In the records below, some lines contain the word "title". Copy each of them.

→ SUPPLIED DATA

====

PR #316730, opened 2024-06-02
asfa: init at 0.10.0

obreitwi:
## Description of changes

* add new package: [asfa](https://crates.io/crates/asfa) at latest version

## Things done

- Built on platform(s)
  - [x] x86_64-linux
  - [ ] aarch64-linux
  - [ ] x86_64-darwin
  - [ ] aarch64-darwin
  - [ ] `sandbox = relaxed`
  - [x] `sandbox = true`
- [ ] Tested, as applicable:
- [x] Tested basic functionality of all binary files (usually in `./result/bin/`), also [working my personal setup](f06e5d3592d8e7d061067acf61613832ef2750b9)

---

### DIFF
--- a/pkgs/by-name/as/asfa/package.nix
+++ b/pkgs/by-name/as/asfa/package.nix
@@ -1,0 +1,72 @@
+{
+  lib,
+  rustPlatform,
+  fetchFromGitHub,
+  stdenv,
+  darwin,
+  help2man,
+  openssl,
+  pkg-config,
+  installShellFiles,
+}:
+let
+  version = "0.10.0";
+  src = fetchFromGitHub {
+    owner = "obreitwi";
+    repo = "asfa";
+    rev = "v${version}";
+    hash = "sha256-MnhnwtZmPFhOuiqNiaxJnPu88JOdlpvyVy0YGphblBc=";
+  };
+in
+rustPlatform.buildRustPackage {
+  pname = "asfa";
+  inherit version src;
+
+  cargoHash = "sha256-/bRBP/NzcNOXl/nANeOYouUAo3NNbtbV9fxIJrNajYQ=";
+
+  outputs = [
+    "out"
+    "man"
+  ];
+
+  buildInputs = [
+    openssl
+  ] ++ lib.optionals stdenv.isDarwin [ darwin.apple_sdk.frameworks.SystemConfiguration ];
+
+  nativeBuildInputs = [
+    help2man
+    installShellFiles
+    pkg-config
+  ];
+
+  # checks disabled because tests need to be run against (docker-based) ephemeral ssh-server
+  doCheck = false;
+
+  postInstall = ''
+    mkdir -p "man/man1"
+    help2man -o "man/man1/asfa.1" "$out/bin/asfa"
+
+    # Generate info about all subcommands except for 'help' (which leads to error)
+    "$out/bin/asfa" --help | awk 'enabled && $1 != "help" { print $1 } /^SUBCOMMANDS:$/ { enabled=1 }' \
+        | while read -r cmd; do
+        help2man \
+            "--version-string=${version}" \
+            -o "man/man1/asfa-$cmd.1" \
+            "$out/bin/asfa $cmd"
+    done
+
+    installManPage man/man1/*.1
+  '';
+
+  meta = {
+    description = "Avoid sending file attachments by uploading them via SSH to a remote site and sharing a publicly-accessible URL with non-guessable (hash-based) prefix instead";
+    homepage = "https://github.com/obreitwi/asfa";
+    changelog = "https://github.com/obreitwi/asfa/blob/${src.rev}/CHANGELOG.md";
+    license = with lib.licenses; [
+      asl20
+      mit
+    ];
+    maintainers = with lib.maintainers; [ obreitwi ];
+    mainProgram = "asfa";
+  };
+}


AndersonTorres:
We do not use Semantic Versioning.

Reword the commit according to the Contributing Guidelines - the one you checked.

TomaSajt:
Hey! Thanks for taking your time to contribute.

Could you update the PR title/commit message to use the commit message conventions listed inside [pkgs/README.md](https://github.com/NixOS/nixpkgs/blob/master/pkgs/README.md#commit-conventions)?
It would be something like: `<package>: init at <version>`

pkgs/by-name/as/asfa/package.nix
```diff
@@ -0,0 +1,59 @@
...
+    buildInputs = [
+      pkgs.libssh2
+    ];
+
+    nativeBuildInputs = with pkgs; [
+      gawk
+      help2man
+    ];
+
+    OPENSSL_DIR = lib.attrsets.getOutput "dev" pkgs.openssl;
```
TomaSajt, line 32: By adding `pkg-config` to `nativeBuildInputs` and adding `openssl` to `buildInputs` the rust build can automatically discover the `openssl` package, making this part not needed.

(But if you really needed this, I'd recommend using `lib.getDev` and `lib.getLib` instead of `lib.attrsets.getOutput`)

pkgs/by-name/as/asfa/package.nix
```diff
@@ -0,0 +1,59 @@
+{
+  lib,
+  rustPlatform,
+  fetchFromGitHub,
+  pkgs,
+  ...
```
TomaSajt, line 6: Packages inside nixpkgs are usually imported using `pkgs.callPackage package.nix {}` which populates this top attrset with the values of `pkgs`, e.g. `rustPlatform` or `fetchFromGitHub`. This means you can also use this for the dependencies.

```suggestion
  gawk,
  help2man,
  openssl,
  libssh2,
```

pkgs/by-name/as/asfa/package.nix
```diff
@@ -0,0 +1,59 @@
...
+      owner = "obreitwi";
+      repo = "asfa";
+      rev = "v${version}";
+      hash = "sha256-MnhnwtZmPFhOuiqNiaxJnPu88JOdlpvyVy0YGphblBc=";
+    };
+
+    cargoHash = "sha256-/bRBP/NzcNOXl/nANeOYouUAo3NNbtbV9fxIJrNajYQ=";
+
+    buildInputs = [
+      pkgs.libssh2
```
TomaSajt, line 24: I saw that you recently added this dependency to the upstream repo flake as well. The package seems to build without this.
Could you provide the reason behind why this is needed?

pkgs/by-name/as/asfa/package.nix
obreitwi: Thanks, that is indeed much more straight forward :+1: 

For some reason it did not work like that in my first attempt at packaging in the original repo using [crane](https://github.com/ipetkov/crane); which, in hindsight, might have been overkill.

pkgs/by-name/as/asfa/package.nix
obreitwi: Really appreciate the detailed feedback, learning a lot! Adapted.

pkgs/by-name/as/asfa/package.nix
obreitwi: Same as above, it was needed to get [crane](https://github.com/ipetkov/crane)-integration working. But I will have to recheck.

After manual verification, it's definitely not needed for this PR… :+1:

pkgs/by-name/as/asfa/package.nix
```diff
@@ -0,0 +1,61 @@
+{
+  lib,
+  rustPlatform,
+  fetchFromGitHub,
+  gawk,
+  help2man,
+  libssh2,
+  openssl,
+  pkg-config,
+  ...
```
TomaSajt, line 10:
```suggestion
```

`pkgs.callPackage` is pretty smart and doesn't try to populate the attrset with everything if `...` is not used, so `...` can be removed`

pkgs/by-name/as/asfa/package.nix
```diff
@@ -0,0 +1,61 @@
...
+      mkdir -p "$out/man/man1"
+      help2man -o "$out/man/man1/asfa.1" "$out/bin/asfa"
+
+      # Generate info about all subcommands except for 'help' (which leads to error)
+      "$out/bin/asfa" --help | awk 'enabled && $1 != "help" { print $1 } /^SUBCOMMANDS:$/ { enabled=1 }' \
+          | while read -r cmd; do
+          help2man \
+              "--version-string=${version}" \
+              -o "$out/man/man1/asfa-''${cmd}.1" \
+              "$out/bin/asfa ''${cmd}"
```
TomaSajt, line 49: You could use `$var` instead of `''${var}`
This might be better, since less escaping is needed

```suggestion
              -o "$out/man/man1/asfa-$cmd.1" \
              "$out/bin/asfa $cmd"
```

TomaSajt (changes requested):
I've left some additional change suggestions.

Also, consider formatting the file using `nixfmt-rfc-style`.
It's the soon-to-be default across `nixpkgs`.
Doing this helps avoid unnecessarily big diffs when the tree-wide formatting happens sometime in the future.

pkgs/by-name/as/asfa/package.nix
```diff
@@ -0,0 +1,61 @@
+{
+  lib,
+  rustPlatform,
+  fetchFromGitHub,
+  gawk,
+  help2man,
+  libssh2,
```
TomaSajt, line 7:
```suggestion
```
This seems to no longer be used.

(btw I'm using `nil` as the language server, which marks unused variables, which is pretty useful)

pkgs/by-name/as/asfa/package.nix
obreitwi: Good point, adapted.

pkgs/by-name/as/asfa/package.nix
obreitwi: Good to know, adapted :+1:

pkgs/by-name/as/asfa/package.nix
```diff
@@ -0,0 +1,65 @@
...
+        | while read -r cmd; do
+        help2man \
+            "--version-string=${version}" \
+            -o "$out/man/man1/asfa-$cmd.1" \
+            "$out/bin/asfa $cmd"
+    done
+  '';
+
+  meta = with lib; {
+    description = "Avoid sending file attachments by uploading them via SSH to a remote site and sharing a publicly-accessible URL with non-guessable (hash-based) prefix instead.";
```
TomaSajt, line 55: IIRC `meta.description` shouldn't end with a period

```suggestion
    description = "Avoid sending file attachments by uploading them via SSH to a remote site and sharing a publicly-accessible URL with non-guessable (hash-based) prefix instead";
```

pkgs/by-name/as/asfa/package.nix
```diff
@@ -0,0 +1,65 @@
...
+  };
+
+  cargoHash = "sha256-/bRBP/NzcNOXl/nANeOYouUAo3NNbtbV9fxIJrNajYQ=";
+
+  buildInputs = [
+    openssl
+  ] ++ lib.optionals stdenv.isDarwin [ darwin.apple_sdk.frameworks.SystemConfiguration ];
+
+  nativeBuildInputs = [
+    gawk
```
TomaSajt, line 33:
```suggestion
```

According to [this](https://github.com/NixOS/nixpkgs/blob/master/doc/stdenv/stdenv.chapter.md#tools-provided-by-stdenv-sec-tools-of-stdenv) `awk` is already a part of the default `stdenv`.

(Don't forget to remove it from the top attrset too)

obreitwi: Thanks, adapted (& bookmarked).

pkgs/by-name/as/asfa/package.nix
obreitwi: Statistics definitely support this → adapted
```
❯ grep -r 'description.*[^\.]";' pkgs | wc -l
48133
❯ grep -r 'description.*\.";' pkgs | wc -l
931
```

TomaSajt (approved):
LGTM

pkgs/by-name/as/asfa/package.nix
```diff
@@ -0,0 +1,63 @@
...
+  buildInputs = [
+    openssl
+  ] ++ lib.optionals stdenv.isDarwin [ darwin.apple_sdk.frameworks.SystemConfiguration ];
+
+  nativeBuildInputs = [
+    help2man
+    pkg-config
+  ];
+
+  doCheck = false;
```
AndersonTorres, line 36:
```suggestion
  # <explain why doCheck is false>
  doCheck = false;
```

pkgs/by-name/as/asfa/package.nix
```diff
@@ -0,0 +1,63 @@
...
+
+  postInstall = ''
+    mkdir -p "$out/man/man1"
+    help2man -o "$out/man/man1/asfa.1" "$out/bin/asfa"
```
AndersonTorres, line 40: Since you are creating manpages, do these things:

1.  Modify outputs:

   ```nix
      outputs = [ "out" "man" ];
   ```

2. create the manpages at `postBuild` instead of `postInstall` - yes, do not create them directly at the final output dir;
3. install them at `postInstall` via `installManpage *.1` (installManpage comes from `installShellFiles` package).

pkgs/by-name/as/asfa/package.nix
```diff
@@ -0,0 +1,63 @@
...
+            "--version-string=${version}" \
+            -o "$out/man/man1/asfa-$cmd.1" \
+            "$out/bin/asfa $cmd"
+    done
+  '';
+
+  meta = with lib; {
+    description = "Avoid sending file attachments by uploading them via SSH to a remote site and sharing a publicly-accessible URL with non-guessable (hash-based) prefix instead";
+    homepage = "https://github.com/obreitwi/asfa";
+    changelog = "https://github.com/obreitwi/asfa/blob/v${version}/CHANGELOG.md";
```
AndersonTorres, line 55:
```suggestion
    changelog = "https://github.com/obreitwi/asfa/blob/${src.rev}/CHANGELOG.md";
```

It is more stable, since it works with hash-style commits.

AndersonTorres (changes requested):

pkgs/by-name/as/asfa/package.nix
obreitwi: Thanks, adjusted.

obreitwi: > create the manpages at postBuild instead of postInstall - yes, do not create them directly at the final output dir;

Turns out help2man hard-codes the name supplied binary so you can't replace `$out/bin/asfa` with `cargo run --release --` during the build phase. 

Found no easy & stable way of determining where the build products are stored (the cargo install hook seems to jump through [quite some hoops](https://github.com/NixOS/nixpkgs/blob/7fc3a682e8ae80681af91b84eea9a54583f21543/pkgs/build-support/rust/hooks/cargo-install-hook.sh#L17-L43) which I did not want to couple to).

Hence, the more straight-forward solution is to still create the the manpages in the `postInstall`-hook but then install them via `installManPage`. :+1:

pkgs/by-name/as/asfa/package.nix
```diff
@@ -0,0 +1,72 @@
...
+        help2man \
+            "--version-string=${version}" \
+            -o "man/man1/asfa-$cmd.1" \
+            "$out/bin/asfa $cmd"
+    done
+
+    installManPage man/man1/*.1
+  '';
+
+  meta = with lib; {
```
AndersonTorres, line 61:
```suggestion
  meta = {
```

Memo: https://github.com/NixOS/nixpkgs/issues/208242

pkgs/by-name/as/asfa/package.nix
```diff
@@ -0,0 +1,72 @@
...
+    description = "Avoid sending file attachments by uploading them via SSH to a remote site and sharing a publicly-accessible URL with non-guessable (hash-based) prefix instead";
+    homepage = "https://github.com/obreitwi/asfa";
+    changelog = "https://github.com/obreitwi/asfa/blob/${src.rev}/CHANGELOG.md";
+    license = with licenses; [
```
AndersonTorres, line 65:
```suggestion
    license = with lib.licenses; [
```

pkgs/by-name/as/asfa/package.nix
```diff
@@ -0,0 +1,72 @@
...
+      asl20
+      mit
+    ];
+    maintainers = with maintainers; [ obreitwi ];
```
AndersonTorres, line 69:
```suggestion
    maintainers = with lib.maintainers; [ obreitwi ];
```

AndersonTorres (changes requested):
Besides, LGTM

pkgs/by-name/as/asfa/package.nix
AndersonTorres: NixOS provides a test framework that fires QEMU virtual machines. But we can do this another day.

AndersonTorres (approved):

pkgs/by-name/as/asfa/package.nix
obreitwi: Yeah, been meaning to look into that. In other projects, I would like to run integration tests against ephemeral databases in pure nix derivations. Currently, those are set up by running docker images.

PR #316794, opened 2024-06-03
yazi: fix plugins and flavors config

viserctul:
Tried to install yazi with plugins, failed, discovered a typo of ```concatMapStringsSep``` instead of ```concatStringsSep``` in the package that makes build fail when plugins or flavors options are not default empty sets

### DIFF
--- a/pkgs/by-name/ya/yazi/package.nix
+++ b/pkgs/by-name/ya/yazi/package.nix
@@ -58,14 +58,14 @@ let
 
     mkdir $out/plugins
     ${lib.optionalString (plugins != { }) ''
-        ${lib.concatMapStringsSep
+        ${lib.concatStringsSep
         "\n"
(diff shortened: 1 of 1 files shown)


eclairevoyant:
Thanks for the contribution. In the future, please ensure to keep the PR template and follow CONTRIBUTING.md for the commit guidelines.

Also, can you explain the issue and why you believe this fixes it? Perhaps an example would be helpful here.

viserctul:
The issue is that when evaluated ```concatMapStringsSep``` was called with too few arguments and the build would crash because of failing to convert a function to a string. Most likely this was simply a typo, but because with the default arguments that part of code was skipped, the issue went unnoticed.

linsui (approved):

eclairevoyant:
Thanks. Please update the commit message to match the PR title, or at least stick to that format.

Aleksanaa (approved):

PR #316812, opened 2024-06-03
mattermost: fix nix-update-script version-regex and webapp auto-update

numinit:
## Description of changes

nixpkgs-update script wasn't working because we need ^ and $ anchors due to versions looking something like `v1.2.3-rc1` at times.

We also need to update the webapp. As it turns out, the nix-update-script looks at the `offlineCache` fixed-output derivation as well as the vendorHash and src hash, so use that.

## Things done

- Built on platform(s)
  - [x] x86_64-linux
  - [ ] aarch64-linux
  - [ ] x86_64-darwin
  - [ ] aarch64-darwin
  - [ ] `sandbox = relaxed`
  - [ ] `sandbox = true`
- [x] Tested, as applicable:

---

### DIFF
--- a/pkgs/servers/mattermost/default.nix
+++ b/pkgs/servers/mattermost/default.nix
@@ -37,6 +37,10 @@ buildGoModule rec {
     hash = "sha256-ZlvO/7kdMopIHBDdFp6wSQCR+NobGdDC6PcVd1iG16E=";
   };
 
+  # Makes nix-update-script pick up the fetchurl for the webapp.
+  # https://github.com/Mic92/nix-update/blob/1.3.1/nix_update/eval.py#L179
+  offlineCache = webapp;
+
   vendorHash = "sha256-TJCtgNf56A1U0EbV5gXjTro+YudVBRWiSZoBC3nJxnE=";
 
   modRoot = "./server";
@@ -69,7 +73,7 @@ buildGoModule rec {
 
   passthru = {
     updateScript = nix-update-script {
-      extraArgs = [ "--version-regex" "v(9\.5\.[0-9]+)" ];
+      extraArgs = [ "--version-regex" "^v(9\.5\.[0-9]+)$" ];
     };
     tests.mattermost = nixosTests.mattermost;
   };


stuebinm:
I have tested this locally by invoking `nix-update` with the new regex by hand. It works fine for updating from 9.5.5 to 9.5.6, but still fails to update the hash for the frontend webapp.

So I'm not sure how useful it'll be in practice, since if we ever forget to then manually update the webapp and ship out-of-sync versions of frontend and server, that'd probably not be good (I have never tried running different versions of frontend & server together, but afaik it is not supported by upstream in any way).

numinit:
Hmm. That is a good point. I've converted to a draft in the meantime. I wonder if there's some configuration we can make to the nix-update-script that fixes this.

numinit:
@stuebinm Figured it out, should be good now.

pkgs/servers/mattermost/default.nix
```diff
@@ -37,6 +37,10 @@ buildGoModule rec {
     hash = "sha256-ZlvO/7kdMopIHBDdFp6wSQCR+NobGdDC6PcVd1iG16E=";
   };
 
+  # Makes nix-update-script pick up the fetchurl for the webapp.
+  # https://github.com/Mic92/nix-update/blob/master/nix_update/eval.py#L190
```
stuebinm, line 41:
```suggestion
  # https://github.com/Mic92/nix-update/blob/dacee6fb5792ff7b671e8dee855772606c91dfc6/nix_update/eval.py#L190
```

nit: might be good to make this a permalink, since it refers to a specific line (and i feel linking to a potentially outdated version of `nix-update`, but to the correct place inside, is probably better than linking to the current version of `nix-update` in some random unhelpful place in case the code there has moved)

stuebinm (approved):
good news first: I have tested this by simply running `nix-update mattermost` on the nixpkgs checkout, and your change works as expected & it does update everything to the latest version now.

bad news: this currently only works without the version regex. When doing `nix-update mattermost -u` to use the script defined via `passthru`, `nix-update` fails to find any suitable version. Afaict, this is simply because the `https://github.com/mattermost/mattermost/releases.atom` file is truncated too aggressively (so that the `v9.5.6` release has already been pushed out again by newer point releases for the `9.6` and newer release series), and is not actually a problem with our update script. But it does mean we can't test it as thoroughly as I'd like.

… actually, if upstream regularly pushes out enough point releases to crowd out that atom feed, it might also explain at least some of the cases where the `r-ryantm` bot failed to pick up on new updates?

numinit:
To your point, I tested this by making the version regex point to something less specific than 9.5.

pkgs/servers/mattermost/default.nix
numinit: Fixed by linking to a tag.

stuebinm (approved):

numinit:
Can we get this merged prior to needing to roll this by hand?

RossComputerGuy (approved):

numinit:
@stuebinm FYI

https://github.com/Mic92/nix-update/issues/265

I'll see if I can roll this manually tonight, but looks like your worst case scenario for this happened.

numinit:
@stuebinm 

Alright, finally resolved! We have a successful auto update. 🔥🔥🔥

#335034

====

→ OUTPUT BELOW
Could you update the PR title/commit message to use the commit message conventions listed inside [pkgs/README.md](https://github.com/NixOS/nixpkgs/blob/master/pkgs/README.md#commit-conventions)?
Thanks. Please update the commit message to match the PR title, or at least stick to that format.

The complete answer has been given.